Two clinicians that pioneered this type of therapeutic work, who are pillars in their fields respectively, are Bessel van der Kolk and Peter Levine. Van der Kolk’s book The Body Keeps the Score is a seminal piece of literature on the mechanisms of how traumatic live events are stored within our brains and bodies. I recommend this book to everyone who is beginning a journey on becoming better connected with their bodies with the attached disclaimer that some of the content might be incredibly challenging to read.
Additionally Peter Levine, the developer of Somatic Experiencing, has developed an evidence based fully body oriented approach to treating trauma and stress disorders over the past fifty years. His work, primarily with combat veterans has yielded incredible results where his clients feel at home in their bodies again.

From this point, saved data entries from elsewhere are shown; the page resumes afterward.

PR #424, opened 2023-03-10
testing rider endpoints

harrisonchin2523:
### Summary 

These are the tests for all the rider endpoints. There seem to be issues with the POST /api/riders/id/favorites and the GET /api/riders/id/favorites endpoints.

### Notes 

I'm not too certain if this is the correct way/style to test backend hits, so let me know!

### DIFF
--- a/server/tests/rider.test.ts
+++ b/server/tests/rider.test.ts
@@ -262,34 +262,6 @@ describe('Testing Functionality of Riders Endpoints', () => {
     });
   });
 
-  const generateGetRiderFavoritesTest = async (authToken: string) => {
-    const res = await request(app)
-      .get('/api/riders/abc-10/favorites')
-      .auth(authToken, { type: 'bearer' })
-      .expect(200)
-      .expect('Content-Type', 'application/json; charset=utf-8');
-    expect(res.status).to.be.equal(200);
-    expect(res.body.data).to.deep.equal(testRiders[0].favoriteLocations);
-  };
-  // testing retrieval of favorite locations
-  // *******************************************************************************
-  // note at the moment I don't think favorites works, it just returns an empty list
-  // *******************************************************************************
-  describe("GET a rider's favorite locations by the rider's ID", () => {
-    it('should return correct response for Admin account', async () =>
-      await generateGetRiderFavoritesTest(adminToken));
-    it('should return correct response for Driver account', async () =>
-      await generateGetRiderFavoritesTest(driverToken));
-    it('should return correct response for Rider account', async () =>
-      await generateGetRiderFavoritesTest(riderToken));
-    it('should fail with 400 given no authorization header', async () => {
-      const res = await request(app)
-        .get('/api/riders/abc-10/favorites')
-        .expect(400);
-      expect(res.body).have.property('err');
-    });
-  });
-
   const newRiderData = {
     email: 'test-email2@test.com',
     phoneNumber: '1234567892',
@@ -351,53 +323,6 @@ describe('Testing Functionality of Riders Endpoints', () => {
       await generateUnauthorizedCreateNewRiderTest(riderToken));
     it('should fail with 400 given no authorization header', async () => {
       const res = await request(app).post('/api/riders/').expect(400);
-      expect(res.body).have.property('err');
-    });
-  });
-
-  // testing the addition of a favorite location for a rider
-  // ****************************************************************************
-  // this test is broken as we cannot retrieve a rider's favorite location list
-  // ****************************************************************************
-  const generateAddFavoriteTest = async (authToken: string) => {
-    const res = await request(app)
-      .post('/api/riders/abc-10/favorites')
-      .send({ id: '2' })
-      .auth(authToken, { type: 'bearer' })
-      .expect(200)
-      .expect('Content-Type', 'application/json; charset=utf-8');
-    expect(res.body.data).to.deep.equal(testLocations[1]);
-    // retrieve this rider's new favorite location list
-    const favoriteLocations = testRiders[0].favoriteLocations;
-    const res2 = await request(app)
-      .get(`/api/riders/abc-10/favorites`)
-      .auth(authToken, { type: 'bearer' })
-      .expect(200)
-      .expect('content-type', 'application/json; charset=utf-8');
-    expect(res2.body.data).to.deep.equal(favoriteLocations);
-  };
-
-  const generateErrorAddFavoriteTest = async (authToken: string) => {
-    const res = await request(app)
-      .post('/api/riders/abc-10/favorites')
-      .send({ id: '2' })
-      .auth(authToken, { type: 'bearer' })
-      .expect(400)
-      .expect('Content-Type', 'application/json; charset=utf-8');
-  };
-
-  describe('POST a new favorite location for a rider', () => {
-    it('should return correct response for Admin account', async () =>
-      await generateAddFavoriteTest(adminToken));
-    it('should fail with 400 given Driver account', async () =>
-      await generateErrorAddFavoriteTest(driverToken));
-    it('should return correct response for Rider account', async () =>
-      await generateAddFavoriteTest(riderToken));
-    it('should fail with 400 given no authorization header', async () => {
-      const res = await request(app)
-        .post('/api/riders/abc-10/favorites')
-        .send({ id: '2' })
-        .expect(400);
       expect(res.body).have.property('err');
     });
   });
--- a/server/tests/rider.test.ts
+++ b/server/tests/rider.test.ts
@@ -200,7 +200,7 @@ describe('Testing Functionality of Riders Endpoints', () => {
         .get('/api/riders/abc-10/usage')
         .auth(authToken, { type: 'bearer' })
         .expect('Content-Type', 'application/json; charset=utf-8');
-      res.status === 200
+      res.status === 200 && expect(res.body).not.have.property('err')
         ? expect(res.body).to.deep.equal(rider0usage)
         : expect(res.status).to.be.equal(400);
     };
@@ -230,7 +230,7 @@ describe('Testing Functionality of Riders Endpoints', () => {
         .get(`/api/rides/${testRides[1].id}`)
         .auth(authToken, { type: 'bearer' })
         .expect('Content-Type', 'application/json; charset=utf-8');
-      res.status === 200
+      res.status === 200 && expect(res.body).not.have.property('err')
         ? (expect(res.status).to.be.equal(200),
           expect(res.body).to.deep.equal(ride.body.data))
         : expect(res.status).to.be.equal(400);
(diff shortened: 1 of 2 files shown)


server/tests/riders.test.ts
```diff
@@ -0,0 +1,261 @@
+import request from 'supertest';
```
pratyush1712, line 1: would recommend renaming file to rider.test.ts to match the source file rider.ts

server/tests/riders.test.ts
```diff
@@ -0,0 +1,261 @@
...
+    endDate: '2024-03-09',
+    address: '37 Colonial Ln, Ithaca, NY 14850',
+    favoriteLocations: ['west'],
+    organization: 'CULift',
+    photoLink: '',
+    active: true,
+  },
+];
+
+describe('Riders', () => {
```
pratyush1712, line 46: a more descriptive name: Riders Test

server/tests/riders.test.ts
```diff
@@ -0,0 +1,261 @@
...
+  before(async () => {
+    adminToken = await authorize('Admin', {
+      firstName: 'Test-Admin',
+      lastName: 'Test-Admin',
+      phoneNumber: '1111111111',
+      email: 'test-admin@cornell.edu',
+    });
```
pratyush1712, line 53: why are you not simply using `riders[0]`

server/tests/riders.test.ts
```diff
@@ -0,0 +1,261 @@
...
+    // add second rider
+    await populateDB(Rider, {
+      id: 'abc-11',
+      email: 'test-email1@test.com',
+      phoneNumber: '1234567891',
+      firstName: 'Test',
+      lastName: 'Testing1',
+      pronouns: 'he/him/his',
+      accessibility: 'Crutches',
+      description: '',
```
pratyush1712, line 80: could use a forEach over `riders` array

server/tests/riders.test.ts
```diff
@@ -0,0 +1,261 @@
...
+      organization: 'CULift',
+      photoLink: '',
+      active: true,
+    });
+  });
+
+  after(clearDB);
+
+  // testing retrieval of specific rider
+  describe('GET /api/riders/abc-10', () => {
```
pratyush1712, line 94: a more descriptive name: Testing Get Rider by Id

server/tests/riders.test.ts
```diff
@@ -0,0 +1,261 @@
...
+    it('should return 200 OK', async () => {
+      const res = await request(app)
```
pratyush1712, line 96: more descriptive name: fetch rider with id `abc-10`

server/tests/riders.test.ts
```diff
@@ -0,0 +1,261 @@
...
+
+  // testing retrieval of rider profile
+  describe('GET /api/riders/abc-10/profile', () => {
+    it('should return 200 OK', async () => {
+      const res = await request(app)
+        .get('/api/riders/abc-10/profile')
+        .set('Authorization', `Bearer ${adminToken}`)
+        .expect(200)
+        .expect('Content-Type', 'application/json; charset=utf-8');
+      expect(res.status).to.be.equal(200);
```
pratyush1712, line 129: would recommend using `deep`
1. remove the fields from the rider that are not returned and do deep equals expRider

server/tests/riders.test.ts
```diff
@@ -0,0 +1,261 @@
...
+      expect(res.body).to.have.property('data');
+      expect(res.body.data.reverse()).to.deep.equal(riders);
+    });
+  });
+
+  // testing retrieval of rider profile
+  describe('GET /api/riders/abc-10/profile', () => {
```
pratyush1712, line 122: more descriptive: get rider's profile by id

server/tests/riders.test.ts
```diff
@@ -0,0 +1,261 @@
...
+        .expect(200)
+        .expect('Content-Type', 'application/json; charset=utf-8');
+      expect(res.status).to.be.equal(200);
+      expect(res.body.organization).to.be.equal(riders[0].organization);
+      expect(res.body.description).to.be.equal(riders[0].description);
+    });
+  });
+
+  // testing retrieval of accessibility info
+  describe('GET /api/riders/abc-10/accessibility', () => {
```
pratyush1712, line 155: again more descriptive

server/tests/riders.test.ts
```diff
@@ -0,0 +1,261 @@
...
+    it('should return 200 OK', async () => {
```
pratyush1712, line 156: it should fetch accessibility of rider with id abc

server/tests/riders.test.ts
```diff
@@ -0,0 +1,261 @@
...
+        .set('Authorization', `Bearer ${adminToken}`)
+        .expect(200)
+        .expect('Content-Type', 'application/json; charset=utf-8');
+      expect(res.body.data.firstName).to.be.equal('NewName');
+    });
+  });
+
+  // testing the deletion of a rider
+  describe('DELETE /api/riders/abc-10', () => {
+    it('should return 200 OK', async () => {
```
pratyush1712, line 252: check that the object is actually deleted by trying to get the object by id from the model. it should give an error

pratyush1712 (changes requested):
overall, the pr looks good. however, i would recommend using more descriptive test suites names.
also, I don't think that you are testing if the object is actually updated/deleted after a post/put/delete request. you can test them by directly calling the dynamoose functions on the Rider model instead of making a get request

server/tests/rider.test.ts
```diff
@@ -0,0 +1,272 @@
...
+        .set('Authorization', `Bearer ${adminToken}`)
+        .expect(200)
+        .expect('Content-Type', 'application/json; charset=utf-8');
+      expect(res.status).to.be.equal(200);
+      expect(res.body).to.have.property('data');
+      expect(res.body.data.reverse()).to.deep.equal(riders);
+    });
+  });
+
+  const riderProfile = {
```
pratyush1712, line 90: put this inside the it block because it's only used in one test

pratyush1712 (commented):
I see that you are not testing endpoint accessibility by other user types, including Rider and Driver. Some endpoints (where validateUser('User') instead of validateUser("Admin")) can be accessed by all types of users and some are restricted to Admin only. So, make sure the endpoints that Riders and Drivers are authorized to access are accessible and vice-versa. You can get a riderToken and driverToken by basically calling authorize("Rider", testData) in the before

You can look into enoch's location test pr to see how to test for other user types

harrisonchin2523:
> I see that you are not testing endpoint accessibility by other user types, including Rider and Driver. Some endpoints (where validateUser('User') instead of validateUser("Admin")) can be accessed by all types of users and some are restricted to Admin only. So, make sure the endpoints that Riders and Drivers are authorized to access are accessible and vice-versa. You can get a riderToken and driverToken by basically calling authorize("Rider", testData) in the before
> 
> You can look into enoch's location test pr to see how to test for other user types.
> 
> The only reason I am asking for in-depth testing is that Carriage is a pretty large app and is a lot more complicated than what one might expect. Therefore, even a small change in the server can break a lot of stuff under the hood, and we don't want that

how would I know which endpoints can be accessed by other users such as riders and drivers?

pratyush1712:
> > I see that you are not testing endpoint accessibility by other user types, including Rider and Driver. Some endpoints (where validateUser('User') instead of validateUser("Admin")) can be accessed by all types of users and some are restricted to Admin only. So, make sure the endpoints that Riders and Drivers are authorized to access are accessible and vice-versa. You can get a riderToken and driverToken by basically calling authorize("Rider", testData) in the before
> > You can look into enoch's location test pr to see how to test for other user types.
> > The only reason I am asking for in-depth testing is that Carriage is a pretty large app and is a lot more complicated than what one might expect. Therefore, even a small change in the server can break a lot of stuff under the hood, and we don't want that
> 
> how would I know which endpoints can be accessed by other users such as riders and drivers?

If you look into the `server/src/router/rider` you will see some end points have a `validateUser` middleware: it's basically making a check that the user has sufficient `"permissions"` to make the call; this middleware runs before any code in the endpoint is executed. The hierarchy of permission level is like, "User" (kiddo) -> "Driver"/"Rider" (mid) -> "Admin" (the boss). So, if you see a `validateUser("User")` that basically means anyone should be able to access that endpoint; if `validateUser("Admin")` then only admin, etc... Let me know if that makes sense
image

pratyush1712 (changes requested):
please write tests for favorites, currentRide, and usage (similar to stats endpoint in Driver) endpoints. looks good, otherwise!

server/tests/rider.test.ts
```diff
@@ -0,0 +1,587 @@
...
+  });
+
+  // testing retrieval of all riders
+  describe('Testing fetching all riders', () => {
+    const generateGetAllRidersTest = async (authToken: string) => {
+      const res = await request(app)
+        .get('/api/riders/')
+        .auth(authToken, { type: 'bearer' })
+        .expect('Content-Type', 'application/json; charset=utf-8');
+      res.status === 200
```
pratyush1712, line 283: is there a specific reason you are doing a conditional test based on the status? I think it might cause problems in the future. If the endpoint is broken and returns `400 error`, it will still pass the test which we don't want to happen

server/tests/rider.test.ts
```diff
@@ -0,0 +1,587 @@
...
+
+  // testing the retrieval of a rider's favorite locations
+  describe("GET a rider's favorite locations", () => {
+    const generateGetFavoriteLocTest = async (authToken: string) => {
+      const res = await request(app)
+        .get('/api/riders/abc-11/favorites')
+        .auth(authToken, { type: 'bearer' })
+        .expect('Content-Type', 'application/json; charset=utf-8');
+
+      res.status === 200
```
pratyush1712, line 342: same here

server/tests/rider.test.ts
```diff
@@ -0,0 +1,587 @@
...
+        photoLink: '',
+        active: true,
+      };
+      const res = await request(app)
+        .post('/api/riders/')
+        .send(newRiderData)
+        .auth(authToken, { type: 'bearer' })
+        .expect('Content-Type', 'application/json; charset=utf-8');
+
+      res.status === 200
```
pratyush1712, line 490: same here

server/tests/rider.test.ts
```diff
@@ -0,0 +1,587 @@
...
+
+  // testing the updating of info of a rider
+  describe('PUT new information for a rider by id abc-10', () => {
+    const generateUpdateRiderTest = async (authToken: string) => {
+      const res = await request(app)
+        .put('/api/riders/abc-10')
+        .send({ firstName: 'NewName' })
+        .auth(authToken, { type: 'bearer' })
+        .expect('Content-Type', 'application/json; charset=utf-8');
+      res.status === 200
```
pratyush1712, line 526: same here

server/tests/rider.test.ts
```diff
@@ -0,0 +1,587 @@
...
+  });
+
+  // testing the deletion of a rider
+  const generateDeleteRiderTest = async (authToken: string) => {
+    const res = await request(app)
+      .delete('/api/riders/abc-10')
+      .auth(authToken, { type: 'bearer' })
+      .expect('Content-Type', 'application/json; charset=utf-8');
+    res.status === 200
+      ? async () => {
```
pratyush1712, line 561: same here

So with all of that being said: we've touched on the roots of the mind-body connection in ancient cultures, the importance of creating an awareness of your body, the importance of working through life events through a body oriented perspective, and clinicians who have the years of experience to pass on essential knowledge. In my view, the best way to wrap this up would be to establish where are some good places to start!
Where you can start
I’m a list person, so a quick list of starting places is my typical go to when working on beginning a new practice!
Body centered self care
Whether it’s an at home spa treatment, cooking a delicious meal, or taking a hike in the woods: check in with what your body needs and create some self care around it in a way that feels attainable to you.
Tracking journal
A tracking journal can be a great way to establish how your mood, thoughts, and physical states looked over the week. Bonus points for attaching events that brought out a shift in any of the three listed above!
Beginning a meditation practice
Daily meditation is a mainline strategy to get in touch with your mind and body! Even taking five minutes to do some breathing can have a significant impact if practiced daily.
Incorporating daily movement
Take some time in your day to move! Whether it’s a walk, a bike ride, stretching, whatever you like. Movement can be an excellent way to get the ‘ick of the day’ off as I like to say.